Now you know why I have been so onery for the last few weeks. I have been piping this tune for some time.
I hesitate to interfere with you patting yourself on the back, but that's not quite what you've been saying the last few weeks. You've lumped the O'Neal trade in with all of the other cost-cutting moves so as to damn it by association.
Many posters on this board ripped the Thomas and Jones deals, as well as the selling of draft picks, from the beginning. But to place the O'Neal trade in the same category isn't fair. Yes, the earlier bad deals forced the Suns to operate from a position of weakness, and they took a desperate gamble because they saw no other options. That's bad. Once they had painted themselves into a corner as severely as they had, however, I think the O'Neal acquisition was a reasonable play. It was
motivated by the reality of the previous mistakes, but I don't believe it
compounded them.
Another way to think about it is this: Let's imagine that a brand new owner and GM had taken the reins on January 1, 2008. Of course they are thinking, "Ack, this team sure is in trouble, how did they get themselves in such a mess?" But those mistakes have already been made, and now the question is how to look forward. Given the poor chemistry on the team, the evident failure of small ball, the rapidly aging core of a championship-starved franchise, and the strong likelihood that Marion was going to generate a substantial roster/payroll problem either this summer or next, how does the O'Neal trade look to this new group of bosses? I think it looks okay.

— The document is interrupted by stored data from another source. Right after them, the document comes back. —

Issue #7284, opened 2024-12-06
[Bug] Improve password action buttons styling in database connection info


ruibaby:
### 1Panel Version

dev branch(b73dcc9388805c1e1f61ad757da226e9060ab59a)

### Problem Description

Found two styling issues with password field buttons:

1. Both Copy and Random buttons highlight simultaneously on hover
2. Missing separator between adjacent buttons

<img width="426" alt="image" src="https://github.com/user-attachments/assets/c1987484-23be-4302-ae44-ad41d52a95a1">
<img width="417" alt="image" src="https://github.com/user-attachments/assets/25359d73-6eb2-4233-8c2b-5e5412bd628c">

### Steps to Reproduce

Database -> Connection info

wanghe-fit2cloud:
Thanks for your feedback. We will optimize this in an upcoming version.

wanghe-fit2cloud:
The v1.10.22 version has been released.

PR #7309, opened 2024-12-10
style: Improve password action buttons styling in database connection info

lan-yonghui:
Refs #7284

### DIFF
--- a/frontend/src/views/database/mysql/conn/index.vue
+++ b/frontend/src/views/database/mysql/conn/index.vue
@@ -81,9 +81,11 @@
                             prop="password"
                         >
                             <el-input type="password" show-password clearable v-model="form.password">
+                                <template #suffix>
+                                    <CopyButton type="icon" :content="form.password" class="w-30" />
+                                </template>
                                 <template #append>
-                                    <CopyButton :content="form.password" />
-                                    <el-button @click="random" class="p-ml-5">
+                                    <el-button @click="random">
                                         {{ $t('commons.button.random') }}
                                     </el-button>
                                 </template>
--- a/frontend/src/views/database/postgresql/conn/index.vue
+++ b/frontend/src/views/database/postgresql/conn/index.vue
@@ -82,9 +82,11 @@
                             prop="password"
                         >
                             <el-input type="password" show-password clearable v-model="form.password">
+                                <template #suffix>
+                                    <CopyButton type="icon" :content="form.password" class="w-30" />
+                                </template>
                                 <template #append>
-                                    <CopyButton :content="form.password" />
-                                    <el-button @click="random" class="p-ml-5">
+                                    <el-button @click="random">
                                         {{ $t('commons.button.random') }}
                                     </el-button>
                                 </template>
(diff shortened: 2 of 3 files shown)


frontend/src/views/database/mysql/conn/index.vue
```diff
@@ -81,9 +81,11 @@
...
+                                <template #suffix>
+                                    <CopyButton type="icon" :content="form.password" class="w-30" />
+                                </template>
                                 <template #append>
-                                    <CopyButton :content="form.password" />
-                                    <el-button @click="random" class="p-ml-5">
+                                    <el-button @click="random">
                                         {{ $t('commons.button.random') }}
                                     </el-button>
                                 </template>
```
wanghe-fit2cloud, line 91: Since the code provided seems incomplete and not specific to a particular platform (e.g., Web, mobile app), I'm unable to determine any potential problems, optimization suggestions, or knowledge cutoffs related to it. Could you please share more details about where this piece of code is located?

frontend/src/views/database/postgresql/conn/index.vue
```diff
@@ -82,9 +82,11 @@
...
+                                <template #suffix>
+                                    <CopyButton type="icon" :content="form.password" class="w-30" />
+                                </template>
                                 <template #append>
-                                    <CopyButton :content="form.password" />
-                                    <el-button @click="random" class="p-ml-5">
+                                    <el-button @click="random">
                                         {{ $t('commons.button.random') }}
                                     </el-button>
                                 </template>
```
wanghe-fit2cloud, line 92: The provided code seems to be related to an email input field that contains password information using Vue.js. However, there is no specific issue mentioned in your request; it's just a generic comparison regarding text content.

For more context on the differences:

1. The code snippet starts with a template tag `<template>`. This suggests it may represent the actual HTML code within some templates (for instance, if you have used Vue Router to navigate through layouts).
   
2. `el-input` element from ECharts has been replaced by `<el-input>` which also uses El-Echarts library. The difference lies in the CSS classes of these elements (`el-input` vs. `<el-input>`) but this doesn't directly involve any significant change or irregularity compared to standard Vuejs components.

Therefore, no further details can be added without additional context about where and how this code might run. I would recommend providing more specifics if available so I could better understand and assist with any potential issues or optimizations you're facing while working with this code.

frontend/src/views/database/redis/conn/index.vue
```diff
@@ -68,9 +68,11 @@
...
+                            <template #suffix>
+                                <CopyButton type="icon" :content="form.password" class="w-30" />
+                            </template>
                             <template #append>
-                                <CopyButton :content="form.password" />
-                                <el-button @click="random" class="p-ml-5">
+                                <el-button @click="random">
                                     {{ $t('commons.button.random') }}
                                 </el-button>
                             </template>
```
wanghe-fit2cloud, line 78: The code appears to be for an interface used in frontend applications.

Regarding potential issues:

- Missing `type` attribute in the `<CopyButton>` tag. A missing "type" (e.g., `"font"` or `"image"`) value could potentially break the button behavior. 

Optimization suggestion regarding `random()`: 
Since you use it multiple times in different cases, you might want consider putting it into a reusable function (`doSomething()`), or extracting its usage out of form submission process entirely. This would not only simplify the code but also allow for easier testing and modification. Also, using async operations may increase performance especially when doing many iterations without delay.

wanghe-fit2cloud (commented):
/lgtm

PR #7313, opened 2024-12-10
feat: Fix Missing CPU and Memory Limit Warnings When Editing Installe…

zhengkunwang223:


frontend/src/views/app-store/installed/detail/index.vue
```diff
@@ -163,13 +182,32 @@ const paramModel = ref<any>({
...
+    limits.value = res.data;
+    limits.value.memory = Number((limits.value.memory / 1024 / 1024).toFixed(2));
+    oldMemory.value = limits.value.memory;
+};
 
 const acceptParams = async (props: ParamProps) => {
+    loadLimit();
     submitModel.value.installId = props.id;
     params.value = [];
     paramData.value.id = props.id;
```
wanghe-fit2cloud, line 213: In the given snippet of code, there seem to be a few areas that could be improved. Some differences and improvements suggested:

1. In `submitModel`, instead of defining both `CPU` and `MEMORY_LIMIT` with same validations and rules under a single key (`params`), consider using different keys as you may have specific constraints on CPU Quota vs. Memory Limit.

```typescript
// ... other definitions...
const submitModel = ref<{[key: string]: any}>({cpuQuota: {}, memoryLimit: {...}}); // use proper object keys for distinct validation & rule sets

```
   
2. The `extensions` array is imported twice (once before extending codemirror and again after). You can import them only once at the beginning so we don't accidentally re-import them unnecessarily later.
3. In JavaScript language definition, it would help if these were properly formatted and structured like they should be per best practices.
4. The documentation isn’t very clear about why `codeMirrorInstance` was mentioned; it seems out-of-line from rest of the code section. Consider placing it at its respective place closer to where it will be used within the component(s).
5. There's some duplication across multiple places which might confuse others reading through this codebase. Ensure each instance has appropriate imports/uses.
6. Lastly, make note of missing `<script lang...>` tags when importing external libraries/components. This prevents errors related to incorrect file inclusion in TypeScript files. 

For optimization suggestion:
Use the correct syntax when importing React components from another folder into typescript to prevent error messages during compiles. For example:

```typescript
import { EditorState } from "@vue/reactivity";
```

Replace "EditorState" in the above line with your actual component name.

This helps keeping your .tsx code more tidy without worrying about unnecessary complexity introduced due to typing mismatching between ts and js codes leading to unexpected runtime errors.

wanghe-fit2cloud (commented):
/lgtm

PR #7769, opened 2025-01-24
fix: complete the missing international content

ssongliu:


core/app/api/v2/helper/helper.go
```diff
@@ -14,6 +14,10 @@ func ErrorWithDetail(ctx *gin.Context, code int, msgKey string, err error) {
 		Code:    code,
 		Message: "",
 	}
+	if msgKey == "ErrCaptchaCode" || msgKey == "ErrAuth" {
+		res.Code = 406
+		res.Message = msgKey
+	}
 	res.Message = i18n.GetMsgWithMap(msgKey, map[string]interface{}{"detail": err})
 	ctx.JSON(http.StatusOK, res)
 	ctx.Abort()
```
wanghe-fit2cloud, line 23: I cannot determine the specific difference or issue without reviewing all of your submitted code. However, I can suggest that you double-check if there's an inconsistency between message translation keys (`msgKey`) and messages being constructed (`res.Message`). Additionally, ensure consistency across different parts of your program (e.g., functions within `ErrorWithDetails`).

core/utils/req_helper/requset.go
```diff
@@ -99,13 +99,13 @@ func handleGetWithTransport(url string, transport *http.Transport) (*http.Respon
...
 			}
 			return nil, buserr.WithMap("ErrHttpReqFailed", map[string]interface{}{"err": err.Error()}, err)
 		}
 	}
 	if resp.StatusCode == 404 {
-		return nil, buserr.New("ErrHttpReqNotFound")
+		return nil, buserr.WithErr("ErrHttpReqNotFound", errors.New("no such resource"))
 	}
 
 	return resp, nil
```
wanghe-fit2cloud, line 111: The code has no known irregularities. No issues or optimization suggestions were indicated during analysis of the given code snippet related to HTTP GET requests handling with timeouts using Go programming language (which is based on OpenAI's knowledge). This code snippet appears correct according to its current use case and does not require further modifications.

However, if you are looking at other aspects like concurrency controls or performance optimizations without changing core functionality:

For concurrency control purposes within goroutines, checking for context cancellation can help avoid unnecessary network calls in error recovery scenarios.

Also look into more efficient timeouts than the provided example, such as custom timeouts defined within `transport` struct fields, which allow managing request times faster by adjusting their settings dynamically rather than having them hard-coded everywhere (`defaultMaxIdleConnsPerHost`).

Regarding performance improvements, consider adding additional checks after timeouts to ensure they're due to timeout conditions; these could be non-existent, unexpected behavior, or server configuration changes that have no effect when expected.

Note that while this code doesn't exhibit any obvious problems, it might benefit from careful review considering its broader function scope and how it interacts with the rest of system infrastructure including error contexts or response processing logic within handlers, services etc.

wanghe-fit2cloud (commented):
/lgtm

Issue #7657, opened 2025-01-07
[Bug] The `/api/v1/settings/update` interface does not impose a string length limit.


Anyexyz:
### Contact Information

Anye

### 1Panel Version

Free: v1.10.22-lts

### Problem Description

The `/api/v1/settings/update` interface does not impose a string length limit.
![60c764f04ef657480e33b1ad29d42b43](https://github.com/user-attachments/assets/89bb450a-d6b3-4749-bf03-5a1d2efa9148)
![94e1b4c934b65019ca6a937ef3f7d3b5](https://github.com/user-attachments/assets/99554f8c-7474-4b15-a2fa-15149ca5eace)

### Steps to Reproduce

It is not possible to directly set the security entry to `demo` in the panel, but it is possible to directly request the interface.

wanghe-fit2cloud:
The current version does have some API interfaces lacking validation. We will gradually enhance this in future versions.

wanghe-fit2cloud:
v1.10.24-lts 版本已发布。

PR #7810, opened 2025-02-06
fix: improve the backend verification for security entry settings

ssongliu:
Refs #7657

### DIFF
--- a/backend/app/api/v1/setting.go
+++ b/backend/app/api/v1/setting.go
@@ -3,8 +3,10 @@ package v1
 import (
 	"encoding/base64"
 	"errors"
+	"fmt"
 	"os"
 	"path"
+	"regexp"
 
 	"github.com/1Panel-dev/1Panel/backend/app/api/v1/helper"
 	"github.com/1Panel-dev/1Panel/backend/app/dto"
@@ -52,6 +54,12 @@ func (b *BaseApi) UpdateSetting(c *gin.Context) {
 	var req dto.SettingUpdate
 	if err := helper.CheckBindAndValidate(&req, c); err != nil {
 		return
+	}
+	if req.Key == "SecurityEntrance" {
+		if checkEntrancePattern(req.Value) {
+			helper.ErrorWithDetail(c, constant.CodeErrBadRequest, constant.ErrTypeInvalidParams, fmt.Errorf("regexp match string with %s failed", req.Value))
+			return
+		}
 	}
 
 	if err := settingService.Update(req.Key, req.Value); err != nil {
@@ -390,4 +398,12 @@ func (b *BaseApi) UpdateApiConfig(c *gin.Context) {
 		return
 	}
 	helper.SuccessWithData(c, nil)
+}
+
+func checkEntrancePattern(val string) bool {
+	if len(val) == 0 {
+		return true
+	}
+	result, _ := regexp.MatchString("^[a-zA-Z0-9]{5,116}$", val)
+	return result
 }


backend/app/api/v1/setting.go
```diff
@@ -391,3 +399,11 @@ func (b *BaseApi) UpdateApiConfig(c *gin.Context) {
...
 	helper.SuccessWithData(c, nil)
 }
+
+func checkEntrancePattern(val string) bool {
+	if len(val) == 0 {
+		return true
+	}
+	result, _ := regexp.MatchString("^[a-zA-Z0-9]{5,116}$", val)
+	return result
+}
```
wanghe-fit2cloud, line 409: 1. **Unused Variable**: The variable `err` is declared but not used in the function `checkEntrancePattern`. This could be removed to clean up the code.
2. **Variable Naming**: Use lowercase variables (`pattern`) instead of camelCase for better readability and convention consistency.
3. **Regex Usage**: Ensure that the regex pattern is accurate. If it should only allow alphanumeric characters, consider using `[a-zA-Z0-9]+`.
4. **Null Check**: Add a check at the beginning of `UpdateSetting` to avoid unnecessary processing if `req.Key` is missing.
5. **Error Handling**: Consider handling potential errors outside of the return clause.

Here's the improved code:

```go
package v1

import (
	"encoding/base64"
	"errors"
	"fmt"
	"os"
	"path"

	"github.com/1Panel-dev/1Panel/backend/app/api/v1/helper"
	"github.com/1Panel-dev/1Panel/backend/app/dto"
)

func (b *BaseApi) UpdateSetting(c *gin.Context) {
	req := dto.SettingUpdateReq{}
	var err error
	if err = helper.CheckBindAndValidate(&req, c); err != nil {
		return
	}

	defer func() {
		if r := recover(); r != nil {
			c.AbortWithStatusJSON(500, gin.H{"error": fmt.Sprint(r)})
		}
	}()

	if req.Key == "SecurityEntrance" && req.Value != "" {
		pattern := "^([A-Za-z0-9]{5,116})?$" // Allow only numbers and letters
		match, err := regexp.MatchString(pattern, req.Value)
		if err != nil || !match {
			helper.ErrorWithDetail(c, constant.CodeErrBadRequest, constant.ErrTypeInvalidParams, fmt.Sprintf("regexp match string with %s failed", req.Value))
			return
		}
	}

	err = settingService.Update(req.Key, req.Value)
	if err != nil {
		helper.ErrorWithDetail(c, constant.CodeErrInternalServer, constant.ErrTypeInternalServer, err)
		return
	}
	
	helper.SuccessWithData(c, nil)
}

func checkEntrancePattern(value string) bool {
	return len(value) > 0 &&
		regexp.MustCompile(`^([A-Za-z0-9]{5,116})$`).MatchString(value)
}
```

This refactored code addresses some issues such as unused variables and improves readability while maintaining functionality.

wanghe-fit2cloud, line 409: The provided code is almost correct but includes minor issues that can be addressed:

1. **Missing Import**: The package `fmt` is used in the `checkEntrancePattern` function, but it might not have been imported at the top of the file. Ensure you have this import statement: `import "fmt"`.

Sarver and Kerr are easy marks, because they've made so many indefensibly bad moves. But that doesn't mean that
everything they've done has been a blunder. You're welcome to criticize the O'Neal trade all you want, of course -- and I have no doubt that you will continue to do so -- but it's disingenous to claim that a writer like Simmons is backing you up when in fact he agrees with you only on the other, incontrovertibly shortsighted trades.